At times, Norco is a bit covered. When it shifts form, it can often return to the safety of a striking image layered behind flashy, lengthy, poetic prose. That’s always the risk of that dark magical realism-adjacent genre where smart writers occasionally wander too smart in their own good territory. Norco’s genre cousins, though, struggle with the same thing — see: Disco Elysium, Kentucky Route Zero — and it’s mostly just a fleeting moment that these games need to get out of the system. Norco’s more indulgent moments mostly stand out in memory as it sets up an amusing early exchange where an ignorant and snobbish out-of-town director turns to you for help with local phrases to use in his gritty Deep South detective thriller . The game’s mockery of the region’s image in the Hollywood press is justified (e.g., I happily chose “Crawfish Demon” as the killer and “smeared with oyster-flavored peanut butter” as the answer to murder, e.g., the director happily accepted). But then, when you’re traveling through time in a swamp, or reading a crocodile-narrated poem about a “fisherman” who “hooks from a tree with a chicken leg,” it’s nice to have a whole-word bisque.
Still, that’s all textures, and no matter how many odd moments it can get, it’s always delivered with a kind of authenticity that can only be found when something is made of hard touch points and personal memories, about the creation its own home or culture. Its dialogues are rich, earthy and human, its characters are full of fear, frustration, cynicism, hope, their faces rendered in all the extraordinary, gritty details, to that A morbid, rotten Hotline Miami style that apparently sounds through the dial-up modems, whirring generators, horns and horns, and various other electronic or industrial thrums.
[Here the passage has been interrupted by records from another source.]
PR #390, opened 2019-08-22
Mock remote HTTP requests

adrn:
This is a silly and somewhat crazy step towards dealing with our constantly failing circleCI builds that require firing off a bunch of remote HTTP requests (I'm looking at you, `vo_conesearch`). Here I've "mocked" a bunch of the astroquery and astropy classes and functions that make remote requests (which don't universally support caching) to instead point at localhost, and I've created a local http server to catch the requests and either (1) return results from a cache, or (2) pass the request through to the external site and then cache the results for the future. In principle, we could then add `~/.astropy/cache` along with this custom cache to be persistent data stores on circleCI (https://circleci.com/blog/persisting-data-in-workflows-when-to-use-caching-artifacts-and-workspaces/). 

This is a somewhat brittle system, and would require fiddling if/when the astroquery API changes, so I'm not sure we actually want to do this...

### DIFF
--- a/pip-requirements.txt
+++ b/pip-requirements.txt
@@ -13,3 +13,5 @@ dust_extinction>=0.7
 astro-gala
 dust_extinction>=0.7
 synphot
+flask
+requests
--- a/scripts/convert.py
+++ b/scripts/convert.py
@@ -11,6 +11,12 @@ from nbconvert.exporters import RSTExporter
 from nbconvert.writers import FilesWriter
 import nbformat
 
+import mocks  # just needs to be imported to run the code
+from mock_server import app, MOCK_SERVER_PORT
+
+# Start a Flask server to intercept and handle remote HTTP requests
+app.run(port=MOCK_SERVER_PORT)
+
 IPYTHON_VERSION = 4
 
 def clean_keyword(kw):
--- a/scripts/mock_server.py
+++ b/scripts/mock_server.py
@@ -1,0 +1,96 @@
+import hashlib
+import os
+import pickle
+from flask import Flask, request
+from urllib.parse import urlsplit, quote, unquote
+import requests
+
+
+MOCK_SERVER_PORT = 8001
+MOCK_SERVER = 'http://localhost:{port}'.format(port=MOCK_SERVER_PORT)
+
+app = Flask(__name__)
+
+this_path = os.path.split(os.path.abspath(__file__))[0]
+cache_path = os.path.abspath(os.path.join(this_path, '..', 'cache'))
+os.makedirs(cache_path, exist_ok=True)
+
+
+def pack_url(url):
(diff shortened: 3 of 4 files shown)


pllim:
This might be a can o' worms...

* `astroquery` already has some kind of mocking mechanism, though, admittedly `vo_conesearch` does not use it -- https://github.com/astropy/astroquery/blob/master/astroquery/utils/testing_tools.py
* Mocking does not guarantee a working end product for the user.
* There is a conflict of interest between these goal of testing/CI:
    * ensure the real code runs when user runs the tutorial, *or*
    * just want it to render successfully no matter what

As far as `vo_conesearch` is concerned (I cannot speak for the other queries), I can even throw in a fake "database" and "result" to be included as package data, which would avoid both mocking and network calls, but it wouldn't reflect on the real life use case. :woman_shrugging:

pllim:
p.s. @ceb8 could probably advise if there is a way to mock `astroquery.mast`.

adrn:
> astroquery already has some kind of mocking mechanism, though, admittedly vo_conesearch does not use it -- https://github.com/astropy/astroquery/blob/master/astroquery/utils/testing_tools.py

Right...

> Mocking does not guarantee a working end product for the user.

Maybe I didn't explain well enough how this works. This doesn't do what many mocking schemes do: the results returned by the mocks here will be a cached version of exactly what the non-mocked call would be.

> There is a conflict of interest between these goal of testing/CI: ensure the real code runs when user runs the tutorial, or just want it to render successfully no matter what

I don't follow. Currently, we are not running tests on CI (though, we should be) - we (or I) just want the tutorials site to build consistently and successfully on CI!

pllim:
What if you accidentally cached a bad call (like a 404 page)? How do you guarantee you are only caching the right stuff?

pllim:
Or do you mean you already manually built a good cache on the server?

pllim:
Also looks like your thingy timed out:
```
 * Serving Flask app "mock_server" (lazy loading)
 * Environment: production
   WARNING: This is a development server. Do not use it in a production deployment.
   Use a production WSGI server instead.
 * Debug mode: off
 * Running on http://127.0.0.1:8001/ (Press CTRL+C to quit)
make: *** [Makefile:43: html] Terminated
Too long with no output (exceeded 10m0s)
```

ceb8:
Yes astroquery requires mocked versions of all tests so that offline tests can be run. You could probably tie into that (look in astroquer/mast/tests/test_mast.py), but there are two problems:
1) Only a selection of responses are mocked, so you can't just monkey-patch a function with the mocked version and expect it to work
2) Because the mocked responses are fixed you are not testing that live service responses still work with the code, so you don't catch things like database changes or really anything that gets updated server size and breaks an example (in astroquery testing that's what the remote tests are for)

Norco’s metaphorical exuberance is also much more than it misses. The game talks about the stars, the sky, and eyes—many eyes, many eyes—mining the anxiety of watching and watching. It turns the swamp into a brain, explaining the story (and giving me some very thankful reminders) through a kind of mind map that acts as a diary. It mixes neural networks, religions, corporations, and cults with the basic human urge to adapt, feel powerful, or feel alive. It may start with the local dilemma of a global environmental crisis, but will soon expand to artificial intelligence and data, privacy, poverty, disillusionment, the way the modern internet can capture anyone split from an online community, and in a new intensify them in the network. And the desperation and futility of those who see the social divide and want to escape from it and flee.
Playing it is completely and completely engrossing. Part of it might feel like cheating, behind-the-scenes suspense and a trope of story mystery box or whatever else literally on the shelf. But it’s also totally earned. It’s amazing, surprising, and novel. It maintains a dark vigilance for a future on the edge of its blade, contempt for the cynic, and priest-like for the anxious. It is nothing short of extraordinarily beautiful. It’s fascinating like more and more games want to go further and not distract us from these things and go head-to-head with them.